- Directions
Check every line of the records below for the string "benchmark" and copy the ones that have it.

** Opening Information block **

PR #484, opened 2025-09-04
[WIP] Evaluate the estimators in parallel.

oscarkey:


oscarkey:
Hey Brendan, I'd love to get your overall thoughts on this draft before I finish it up.

brendan-priorlabs:
@oscarkey, would love to. I can give this a proper pass tomorrow if that works!

src/tabpfn/parallel_evaluate.py
```diff
@@ -0,0 +1,135 @@
...
+
+def parallel_evaluate(
+    devices: Sequence[torch.device],
+    functions: Iterable[Callable[[torch.device], R]],
+) -> Generator[R]:
+    """Evaluate the given functions in parallel across `devices`.
+
+    The function evaluations are parallelised using Python threads, so this will only
+    result in a speed-up if the functions do not hold the global interpreter lock. It
+    works well for functions that spend most of their time executing GPU kernels.
```
brendan-priorlabs: Yep, I buy this explanation. It looks like `_evaluate_estimator` almost immediately calls a Pytorch module so I wouldn't expect there to be much CPU overhead typically, but please do correct my intuition!

src/tabpfn/parallel_evaluate.py
```diff
@@ -0,0 +1,135 @@
...
+    devices: Sequence[torch.device],
+    functions: Iterable[Callable[[torch.device], R]],
+) -> Generator[R]:
+    # Create our own context to avoid conflicts with the caller's.
+    mp_context = multiprocessing.get_context(method="spawn")
+
+    time.time()
+    with mp_context.Manager() as manager:
+        time.time()
+        free_devices = manager.Queue(maxsize=len(devices))
```
brendan-priorlabs: Some LLM discussion has led me to think that using a `Manager.Queue` might be preventing the use of shared memory for moving tensors around which would certainly explain some overhead. What happens with `mp_context.Queue` instead? Not a super helpful issue, but maybe a breadcrumb https://github.com/pytorch/pytorch/issues/30401

src/tabpfn/parallel_evaluate.py
```diff
@@ -0,0 +1,135 @@
...
+    all_devices: Sequence[torch.device],
+    free_devices: queue.Queue[int],
+    function: Callable[[torch.device], R],
+) -> R:
+    device_index = free_devices.get(block=True)
+    try:
+        device = all_devices[device_index]
+        # We use a separate stream per thread so that threads can execute kernels in
+        # parallel.
+        with torch.cuda.stream(torch.cuda.Stream(device=device)):
```
brendan-priorlabs: Question for you, @oscarkey, when asking GPT 5 about this code, one of things it gave me was:

> Missing device context
> You create a stream on device, but if function(device) does ops without explicitly setting the device, they may run on whatever the current thread’s device is (often 0). Wrap with torch.cuda.device(device) so both device and stream are set.

I think this might be needlessly paranoid in that we'd get device mismatch errors if we were somehow messing this up, but I'm wondering if you see any more wisdom in that reply than I do...

src/tabpfn/inference.py
```diff
@@ -211,49 +211,32 @@ def iter_outputs(
...
-                    X_full,
-                    y_train,
-                    only_return_standard_out=only_return_standard_out,
-                    categorical_inds=batched_cat_ix,
-                )
-
-            output = output if isinstance(output, dict) else output.squeeze(1)
-
-            yield output, config
+        outputs = parallel_evaluate(devices, estimator_functions)
```
brendan-priorlabs: So we typically have 4 workers and 8 units of work (estimators), right? We could think a bit harder about moving some computation from the units of work to the workers, e.g., the module copies, but I'm not sure that's worth it given the similar size.

src/tabpfn/parallel_evaluate.py
```diff
@@ -0,0 +1,135 @@
...
+        free_devices.put(device_index, block=False)
+
+    with ThreadPool(processes=len(devices)) as pool:
+        async_results = [
+            pool.apply_async(
+                # We deepcopy the input function to avoid threads mutating each others
+                # state. For example, if the function uses an nn.Module this allows
+                # different threads to move the module to different devices.
+                _execute_function_in_thread,
+                (devices, free_devices, deepcopy(func)),
```
brendan-priorlabs: Worth calling out that `deepcopy` might not be totally foolproof for complicated objects, but I think any issues would come out in testing. So just an fyi in case you start seeing mysterious bugs later

brendan-priorlabs (commented):
Hey @oscarkey, thanks for putting this together! Very clean and readable. I left a few minor comments, but this looks solid overall. The only that _might_ be major is the one on `Manager.Queue`. Keep me posted!

src/tabpfn/parallel_evaluate.py
oscarkey: we may as well! I will fix.

src/tabpfn/parallel_evaluate.py
oscarkey: ahhh I misunderstood that a Manager was necessary in order to share the queue between processes, but I now see that you don't need one. Which is great, because it will also mean we have to wait for fewer processes to start.

src/tabpfn/parallel_evaluate.py
oscarkey: For small datasets our model can unfortunately still spend most of it's time in python code launching kernels on the gpu, and I think it would hold the gil during this time. But for big datasets we spend almost all our time in the flash attention kernel, so it's not a problem.

src/tabpfn/parallel_evaluate.py
oscarkey: ah good point! I'll add a note about this to the pydoc too.

src/tabpfn/parallel_evaluate.py
brendan-priorlabs: The shared memory part might really help speed things up (if it's real!), so lmk what happens!

src/tabpfn/classifier.py
```diff
@@ -146,7 +146,7 @@ def __init__(  # noqa: PLR0913
         balance_probabilities: bool = False,
         average_before_softmax: bool = False,
         model_path: str | Path | Literal["auto"] = "auto",
-        device: str | torch.device | Literal["auto"] = "auto",
+        device: Device | Sequence[Device] | Literal["auto"] = "auto",
```
brendan-priorlabs: I like that you kept backwards compatibility here, btw!

src/tabpfn/parallel_evaluate.py
brendan-priorlabs: Interesting! Did you happen to benchmark the multi-processing code too or was it so slow it wasn't worth it? (Looked at https://www.notion.so/priorlabs/Fit-estimators-in-parallel-25b5be1f3b49802ea0d5eafff785f5d8, but didn't see it.) I'm imagining possibly dispatching to multi-processing specifically for small datasets. Though maybe startup cost would be too high... More an idea for future work

src/tabpfn/parallel_evaluate.py
```diff
@@ -0,0 +1,135 @@
...
+            )
+            for func in functions
+        ]
+        for async_result in async_results:
```
brendan-priorlabs: I just read your old notes that mentioned the straggler problem. We might be able to do something about that actually. Use `imap_unordered` like:

```
    for result in pool.imap_unordered(fn, items, chunksize=1):
        yield result
```

That'll return the results as they're completed. You might have to do something like return the index of the estimator (if the order matters and we're assuming it doesn't change). I think the utility of this will also depend on how much work we subsequently do before "joining" and operating on the results of all the estimators together. Still, worth a shot!

src/tabpfn/inference.py
```diff
@@ -458,69 +441,39 @@
...
-                    model=self.model,
-                    X=X_full,
-                    cache_kv=False,
-                    device=device,
-                    dtype_byte_size=self.dtype_byte_size,
-                    safety_factor=1.2,  # TODO(Arjun): make customizable
-                )
-            else:
-                pass
+            self.model.type(self.force_inference_dtype)
```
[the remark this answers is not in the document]
oscarkey: This is not true, `.type()` modifies the module in place: https://docs.pytorch.org/docs/stable/generated/torch.nn.Module.html#torch.nn.Module.type

src/tabpfn/parallel_evaluate.py
oscarkey: Good morning! I never ran the full benchmark, but from my testing I saw 4-8 seconds of startup time per process (unsure if they can start in parallel). As this makes multiprocessing difficult to use for small datasets, and for large datasets the multithreading seems to be efficient, maybe it's okay just to stick with multithreading for now? And return to this if we want better performance later.

src/tabpfn/parallel_evaluate.py
oscarkey: Because of the long startup time for the processes, I was thinking about leaving this for future work? Happy to do it now though too of course!

src/tabpfn/inference.py
oscarkey: I refactored a bit and the module copying now happens in the workers. I suspect nothing else is a bottleneck, but I haven't profiled.

src/tabpfn/parallel_evaluate.py
oscarkey: I had a look and unfortunately the results are almost immediately stacked into a tensor after being returned :(

oscarkey:
This is now ready for a full review!

src/tabpfn/parallel_evaluate.py
brendan-priorlabs: Mornin'! I think that's totally fine if you're already getting the speedup you need. Please view my ideas on this PR more as "ideas to try" than performance improvement demands ;)

src/tabpfn/parallel_evaluate.py
brendan-priorlabs: Future works sounds fine! I think the way around this would be for the classifier and regressor to accept an optional process pool and in Vertex AI we would have long-lived process pools. So this certainly seems fairly surmountable. I might add a TODO in the code or list this as an idea in Notion/Linear somewhere so we have it in the back of our minds

src/tabpfn/parallel_evaluate.py
brendan-priorlabs: Appreciate you checking!

src/tabpfn/parallel_evaluate.py
oscarkey: oooh yes that would be very cool!

src/tabpfn/parallel_execute.py
```diff
@@ -0,0 +1,106 @@
...
+from collections.abc import Generator, Iterable, Sequence
+from multiprocessing.pool import ThreadPool
+from typing import Generic, Protocol, TypeVar
+
+import torch
+
+R_co = TypeVar("R_co", covariant=True)
+
+
+class Function(Protocol, Generic[R_co]):
```
brendan-priorlabs: nit: Might want a slightly more specific name

brendan-priorlabs (approved):
LGTM! Thanks, Oscar!

LeoGrin (approved):
Looks great to me!

src/tabpfn/parallel_execute.py
oscarkey: done!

** Closing Information block **

- Solution
brendan-priorlabs: Interesting! Did you happen to benchmark the multi-processing code too or was it so slow it wasn't worth it? (Looked at https://www.notion.so/priorlabs/Fit-estimators-in-parallel-25b5be1f3b49802ea0d5eafff785f5d8, but didn't see it.) I'm imagining possibly dispatching to multi-processing specifically for small datasets. Though maybe startup cost would be too high... More an idea for future work
oscarkey: Good morning! I never ran the full benchmark, but from my testing I saw 4-8 seconds of startup time per process (unsure if they can start in parallel). As this makes multiprocessing difficult to use for small datasets, and for large datasets the multithreading seems to be efficient, maybe it's okay just to stick with multithreading for now? And return to this if we want better performance later.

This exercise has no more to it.